First, let's find the derivative of f(x) with respect to x:
f'(x) = d/dx (2/(1+x^(2)))
Using the quotient rule, we have:
f'(x) = (-2x) / (1+x^(2))^(2)
Next, let's find the equation of the tangent line at x=3:
Using the point-slope form of a line, y - y1 = m(x - x1), where m is the slope and (x1, y1) is a point on the line, we have:
y - f(3) = f'(3)(x - 3)
Substituting the values, we get:
y - f(3) = (-2(3)) / (1+(3)^(2))^(2) * (x - 3)
Simplifying, we have:
y - f(3) = -6 / (1+9)^(2) * (x - 3)
y - f(3) = -6 / 10 * (x - 3)
y - f(3) = -0.6 * (x - 3)
y = -0.6x + 1.8 + f(3)
Now, let's find f(3.5) using the linear approximation:
f(3.5) ≈ -0.6(3.5) + 1.8 + f(3)
f(3.5) ≈ -2.1 + 1.8 + f(3)
f(3.5) ≈ -0.3 + f(3)
Now, let's compute f(3) to find the actual change:
f(3) = 2/(1+(3)^(2))
f(3) = 2/(1+9)
f(3) = 2/10
f(3) = 0.2
Therefore, Δf ≈ f(3.5) - f(3) ≈ (-0.3 + f(3)) - (0.2)
Δf ≈ -0.3 + f(3) - 0.2
Δf ≈ -0.3 + 0.2
Δf ≈ -0.1
The estimate for the actual change is Δf = -0.1
Next, let's compute the error in the linear approximation.
The error is given by the difference between the actual change and the linear approximation:
Error = Δf - (f(3.5) - f(3))
Substituting the values, we have:
Error = -0.1 - (-0.3 + 0.2)
Error = -0.1 + 0.3 - 0.2
Error = 0
The error in the linear approximation is 0.
Finally, let's compute the percentage error:
Percentage Error = (Error / Δf) * 100
Substituting the values, we have:
Percentage Error = (0 / -0.1) * 100
Percentage Error = 0
The percentage error in the linear approximation is 0%.
To use the Linear Approximation to estimate Δf = f(3.5) - f(3) for f(x) = 2/(1+x^2), we first need to find the linear approximation of the function.

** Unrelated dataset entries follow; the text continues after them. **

PR #2510, opened 2026-04-11
Add A6N software depth distance mapping

wangli65535:
## Summary
This PR adds software-controlled A6N depth distance adjustment.

The display distance can now be configured from 2.0m to 5.0m, with 2.5m as the default 0px offset. The firmware converts the requested distance into a left/right stereo pixel offset using a trigonometry-based model.

Legacy app values are still supported:
- `1` maps to 2.0m
- `2` maps to 2.5m
- `3` maps to 5.0m

## Changes
- Add distance-to-offset conversion helper in the A6N driver
- Apply `DisplayDistanceConfig` as either legacy tier values or real centimeter values
- Add `display distance <meters>` shell command
- Add `display distance_test` shell command to print the distance-to-pixel table
- Remove unused A6N write performance counters

## Testing
- Ran `display distance_test`
- Tested `display distance 2.0`
- Tested `display distance 2.5`
- Tested `display distance 5.0`
- Confirmed stereo direction appears correct on device
- Build not run per local workflow

## Notes
The current mapping uses calibrated software constants. Final distance accuracy should be validated with optical measurement equipment when available.

### DIFF
--- a/mcu_client/nrf5340_ble_simulator/custom_driver_module/drivers/display/lcd/a6n.c
+++ b/mcu_client/nrf5340_ble_simulator/custom_driver_module/drivers/display/lcd/a6n.c
@@ -1,7 +1,7 @@
 /*
  * @Author       : Cole
  * @Date         : 2025-07-28 11:31:02
- * @LastEditTime : 2026-03-25 09:52:59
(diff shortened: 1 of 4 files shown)


yagarwal1307:
LGTM

PR #2555, opened 2026-04-15
Add unified display brightness control with ambient AUTO mode

wangli65535:
## Summary

- Add `mos_brightness` component for unified manual and AUTO brightness control
- Move shell commands to `display brightness auto ...` to make AUTO brightness ownership explicit
- Tune AUTO brightness mapping for the installed OPT3006 position, where effective lux is much lower than room lux
- Add optional AUTO sample logging controlled by shell

## Changes

- Added shared brightness APIs for manual brightness, AUTO enable/disable, multiplier, sample logging, and status query
- Added shell commands:
  - `display brightness <0-100>`
  - `display brightness auto on/off/status`
  - `display brightness auto log on/off/status`
  - `display brightness auto multiplier <0.10-3.00>`
- AUTO brightness samples OPT3006 every 1500 ms when enabled
- AUTO brightness applies EMA filtering, hysteresis, and minimum apply interval to reduce flicker
- Brightness writes go through A6N Bank0 `0xE2`
- Protobuf brightness control now uses the shared `mos_brightness` module
- Initial display brightness now uses the shared brightness path

## AUTO Brightness Tuning

The OPT3006 is installed near the frame with the light inlet facing downward, so measured values are effective device lux rather than normal room lux.

Current curve:

| Effective lux | Brightness |
| --- | --- |
| 0 | 30% |
| 10 | 30% |
| 30 | 50% |
| 80 | 58% |
| 150 | 68% |
| 300 | 85% |
| 500+ | 100% |

## Logging

AUTO sample logs are disabled by default to avoid flooding the console.

### DIFF
--- a/mcu_client/nrf5340_ble_simulator/CMakeLists.txt
+++ b/mcu_client/nrf5340_ble_simulator/CMakeLists.txt
@@ -28,6 +28,7 @@ add_subdirectory(src/mos_components/mos_font_storage)
 add_subdirectory(src/mos_components/mos_lvgl_display)
 add_subdirectory(src/mos_components/mos_jlink_usb_switch)
 add_subdirectory(src/mos_components/mos_dfu_progress)
+add_subdirectory(src/mos_components/mos_brightness)
 add_subdirectory(src/protobuf)
 add_subdirectory(src/proto)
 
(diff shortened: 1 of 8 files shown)


yagarwal1307 (approved):
Rather than running the computation on the MCU we should try to run on the sensor and use interrupts. 
For now let's merge it, but lets try to modify this in the future.

PR #2579, opened 2026-04-21
Add incidents and alerts to the e2e captions tester

PhilippeFerreiraDeSousa:
image

image

image

image

image

## Summary by CodeRabbit

* **New Features**
  * Live React monitoring dashboard for E2E tests (Overview, Incidents, Alerts, Latency) with build/run workflow.
  * Incident config support and runtime controls for dropped captions, audio-device mismatch, app-foreground, and high-latency; read-only archived mode.
  * Audio output device option with optional auto-switching; internal Android build variant and scripts.

* **Documentation**
  * Updated E2E README with run, rebuild, incident config, and operational guidance.

* **Chores**
  * Replaced legacy local history server with prebuilt UI serving; ESLint/TS resolver tweaks; improved incident/alert logging.


aisraelov:
This is an Expo app, so the receiver/test-only native bits belong in `modules/core`, not in committed `mobile/android/`.

the repo should encode the `internal` lane completely from committed config/plugin code.

Concretely, I think the missing pieces are:

1. `mobile/plugins/android.ts`

   In `withAppBuildGradleModifications`, add the app-side `internal` build type to the generated `android/app/build.gradle`.

   Right now the PR adds `internal` in `mobile/modules/core/android/build.gradle`, which is the library side, and then calls `:app:assembleInternal` / `assembleInternal`. What I do not see is the corresponding app build type being created from committed Expo/plugin logic.

   This is the place I would expect to inject something along the lines of:

   ```gradle
   internal {
       initWith release
       matchingFallbacks = ['release']
       signingConfig signingConfigs.release
   }
   ```

   I am not saying to commit `mobile/android/`; I am saying the Expo app plugin should generate the app variant.

2. `mobile/eas.json`

   The local `android:internal` script sets:

   ```bash
   EXPO_PUBLIC_ENABLE_E2E_METRICS=true
   ```

   but the EAS `build.internal` profile only sets `gradleCommand`.

   So I think `mobile/eas.json` should also add:

   ```json
   "env": {
     "EXPO_PUBLIC_ENABLE_E2E_METRICS": "true"
   }
   ```

   under `build.internal`, so local `bun android:internal` and EAS `internal` builds actually have the same instrumentation behavior.

If those two pieces are added, my main Android/build-lane concern mostly goes away. `internal` then becomes a properly reproducible “release-like build with test hooks,” which seems like the right end state for this harness.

The linear approximation of f(x) at a given point a is given by the equation:
L(x) = f(a) + f'(a)(x - a)
where f'(a) is the derivative of f(x) evaluated at a.
First, let's find the derivative of f(x):
f(x) = 2/(1+x^2)
f'(x) = -4x/(1+x^2)^2
Now, let's evaluate f(3) and f'(3):
f(3) = 2/(1+3^2) = 2/10 = 0.2
f'(3) = -4*3/(1+3^2)^2 = -12/100 = -0.12
Now we can use the linear approximation formula to estimate Δf:
L(x) = f(a) + f'(a)(x - a)
L(3.5) = f(3) + f'(3)(3.5 - 3)
L(3.5) = 0.2 + (-0.12)(3.5 - 3)
L(3.5) = 0.2 - 0.12(0.5)
L(3.5) = 0.2 - 0.06
L(3.5) = 0.14
So our estimate for Δf is approximately 0.14.
To estimate the actual change, we subtract f(3) from f(3.5):
Δf = f(3.5) - f(3)
Δf = 0.14 - 0.2
Δf = -0.06
The actual change in f is approximately -0.06.
To compute the error in the linear approximation, we subtract the linear approximation from the actual change:
Error = Δf - L(3.5)
Error = -0.06 - 0.14
Error = -0.2
To compute the percentage error, we divide the error by the actual change and multiply by 100:
Percentage Error = (Error / Δf) * 100
Percentage Error = (-0.2 / -0.06) * 100
Percentage Error = 333.33333
So the error in the linear approximation is approximately -0.2 and the percentage error is approximately 333.33333%.